To do:
Each line from the one that includes "We could do" to the last line of the data below should be set down exactly; no other lines are wanted.

==============================

PR #407, opened 2016-08-01
[Project] Add .editorconfig

k0nserv:
#trivial

Improve consistency of styles and conventions
from all contributors. See http://editorconfig.org/

### DIFF
--- a/.editorconfig
+++ b/.editorconfig
@@ -1,0 +1,18 @@
+root = true
+
+[*]
+end_of_line = lf
+insert_final_newline = true
+charset=utf-8
+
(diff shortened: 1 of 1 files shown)


orta:
Works for me, I'll need to see if VS Code supports this

k0nserv:
Not sure about VS code specifically, but it works with a bunch of editors and there are extensions/plugins for most others. Should help with consistency

k0nserv:
Not sure about VS code specifically, but it works with a bunch of editors and there are extensions/plugins for most others. Should help with consistency

PR #411, opened 2016-08-04
[circle] improve doc

ReadmeCritic:
I believe the update is required to expose the github token for Circle CI.

### DIFF
--- a/lib/danger/ci_source/circle.rb
+++ b/lib/danger/ci_source/circle.rb
@@ -20,7 +20,7 @@ module Danger
   #
   # ### Token Setup
   #
-  # There is no difference here for OSS vs Closed, add your `DANGER_GITHUB_API_TOKEN` to the Environment variable settings page.
+  # There is no difference here for OSS vs Closed, add your `DANGER_GITHUB_API_TOKEN` to the Environment variable settings page. You must however turn on **Permissive building of fork pull requests**..
   #
   class CircleCI < CI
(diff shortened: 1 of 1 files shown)


ReadmeCritic:
Join? Sure why not

orta:
That's not true, permissive is only needed for forks, for same-repo branches it will work, I'm happy to have it changed to something like:

>  # There is no difference here for OSS vs Closed, add your `DANGER_GITHUB_API_TOKEN` to the Environment variable settings page. If you want to support running Danger on PRs from forks you  need to turn on **Permissive building of fork pull requests**.

What do you think?

ReadmeCritic:
@orta is it possible something has changed? or am I missing something

Before changing the setting:
https://circleci.com/gh/dkhamsing/scan-urls/73
> Suppressing export of environment variables DANGER_GITHUB_API_TOKEN fork PR builds

After changing the setting:
https://circleci.com/gh/dkhamsing/scan-urls/74
> Exporting env vars from project settings

orta:
> Suppressing export of environment variables DANGER_GITHUB_API_TOKEN fork PR builds

> ... fork PR builds

Your original text implied everyone had to do it, but you don't, you only have to do it for fork builds. That's what I changed it to 👍

ReadmeCritic:
Except I got this problem NOT on a fork. Anyway, closing. Keep this in mind if someone reports an issue. Thx

Issue #410, opened 2016-08-03
Improve Circle CI ENV Validation


DanToml:
Currently, there are many issues caused by bad/missing data from Circle CI ENV Vars. 
For example:
- https://circleci.com/gh/samdmarshall/pyconfig/238 (rebuild success: https://circleci.com/gh/samdmarshall/pyconfig/239)
- https://github.com/danger/danger/issues/408

To at least raise better errors, we should also validate the presence of:
- `CIRCLE_PROJECT_USERNAME`
- `CIRCLE_PROJECT_REPONAME`
- `CIRCLE_CI_API_TOKEN`

We could do this in `validates_as_ci?`, `validates_as_pr?` or an extra, whole environment validation check.
I think a whole environment step would allow us to give a more detailed error (I.e 'This is a problem with the provider', vs 'This is not a pull request/not running on CI')

\c @orta

samdmarshall:
This is still happening for me on non-PR builds and causes CI to fail consistently.

orta:
I've not shipped a release - as  I figured we had three big PRs coming in

samdmarshall:
Gotcha. Sorry, I should have clarified i was trying to give more information as this was previously happening on a PR branch and telling Circle to rebuild resolved it, but now it happens on primary my branch and PR branches and rebuilding doesn't resolve the issue has it previously had. I wanted to make sure those data-points were captured in this issue.

orta:
Just shipped 2.1.2 - wanna see if that fixes it?

samdmarshall:
After updating to 2.1.2, i stopped getting failures on my PR branches, but I am still getting failures on my primary branch: https://circleci.com/gh/samdmarshall/pyconfig/267

rpowelll:
I can confirm I'm also still seeing failures on non-PR branches. I can't link the build output because it's from a private repo, but the `bundle exec danger` step gives the following output:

==============================

Expected output:
We could do this in `validates_as_ci?`, `validates_as_pr?` or an extra, whole environment validation check.
I think a whole environment step would allow us to give a more detailed error (I.e 'This is a problem with the provider', vs 'This is not a pull request/not running on CI')

\c @orta

samdmarshall:
This is still happening for me on non-PR builds and causes CI to fail consistently.

orta:
I've not shipped a release - as  I figured we had three big PRs coming in

samdmarshall:
Gotcha. Sorry, I should have clarified i was trying to give more information as this was previously happening on a PR branch and telling Circle to rebuild resolved it, but now it happens on primary my branch and PR branches and rebuilding doesn't resolve the issue has it previously had. I wanted to make sure those data-points were captured in this issue.

orta:
Just shipped 2.1.2 - wanna see if that fixes it?

samdmarshall:
After updating to 2.1.2, i stopped getting failures on my PR branches, but I am still getting failures on my primary branch: https://circleci.com/gh/samdmarshall/pyconfig/267

rpowelll:
I can confirm I'm also still seeing failures on non-PR branches. I can't link the build output because it's from a private repo, but the `bundle exec danger` step gives the following output:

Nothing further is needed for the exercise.